Assignment =>
Among the entries below, how many lines hold the word "Randomly"? Reply with the number only.

-=-=-

PR #27772, opened 2025-02-13
[Testing] Updated FlakyTestAttribute to allow retries

jsuarezruiz:
### Description of Change

Until now, we had a `[FlakyTest]` attribute that allowed us to mark flaky tests and ignore them until review. With the PR changes, we add more parameters that allow us to configure:
- If retries are made to pass the test. With some flaky tests cases, the retry could work.
- Indicate if the test is ignored or not, if after all the retries it still fails.

Example:
`[FlakyTest("Randomly failing with differences in the snapshots.", retryCount: 2, ignore: true)]`
This will try to pass the test 2 times and if all the retries fails, will ignore the test with the message: "Randomly failing with differences in the snapshots"


src/Controls/tests/TestCases.Shared.Tests/Tests/FlakyTestAttribute.cs
```diff
@@ -1,13 +1,84 @@
...
-namespace Microsoft.Maui.TestCases.Tests;
-
-public class FlakyTestAttribute : IgnoreAttribute
+namespace Microsoft.Maui.TestCases.Tests
 {
-	public FlakyTestAttribute() : base(nameof(FlakyTestAttribute))
-	{
-	}
-	public FlakyTestAttribute(string reason) : base(reason)
+	// Custom NUnit attribute to mark a test as flaky, allowing retries (by default 2).
```
jfversluis, line 8: Even though its internal can we make this an API doc comment? So with 3 slashes `///` so that it shows up when you use this attribute?

src/Controls/tests/TestCases.Shared.Tests/Tests/FlakyTestAttribute.cs
```diff
@@ -1,13 +1,84 @@
...
+	// If after the retries the test fails, can ignore it.
+	// Note: This attribute should be used temporarily until the test is changed.
+	internal class FlakyTestAttribute : Attribute, IWrapTestMethod, IWrapSetUpTearDown
```
jfversluis, line 11: Oooh this is cool! I guess it will take some time to actually identify the flaky tests, or we should just very aggressively find the ones we see failing once now and mark it with this attribute and work from there.

src/Controls/tests/TestCases.Shared.Tests/Tests/FlakyTestAttribute.cs
```diff
@@ -1,13 +1,91 @@
...
+
+					if (results.Equals(ResultState.Error)
+						|| results.Equals(ResultState.Failure)
+						|| results.Equals(ResultState.SetUpError)
+						|| results.Equals(ResultState.SetUpFailure)
+						|| results.Equals(ResultState.TearDownError)
+						|| results.Equals(ResultState.ChildFailure)
+						|| results.Equals(ResultState.Cancelled))
+					{
+						Console.WriteLine("Test Failed on attempt #" + (FailedAttempts + 1));
```
rmarinho, line 71: Can we log tis somewhere?

rmarinho (changes requested):
Can we log the retries, also when a retry happens how do we see it on the test results ? and is the log replaced? should the test result name say the retry number.

src/Controls/tests/TestCases.Shared.Tests/Tests/FlakyTestAttribute.cs
jsuarezruiz: Yes, applied changes to logging the attempt number within `TestExecutionContext.CurrentResult`

jsuarezruiz:
> Can we log the retries, also when a retry happens how do we see it on the test results ? and is the log replaced? should the test result name say the retry number.

Yes, https://github.com/dotnet/maui/pull/27772#discussion_r2095771258

jfversluis (approved):

rmarinho (approved):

-=-=-

The answer =>
2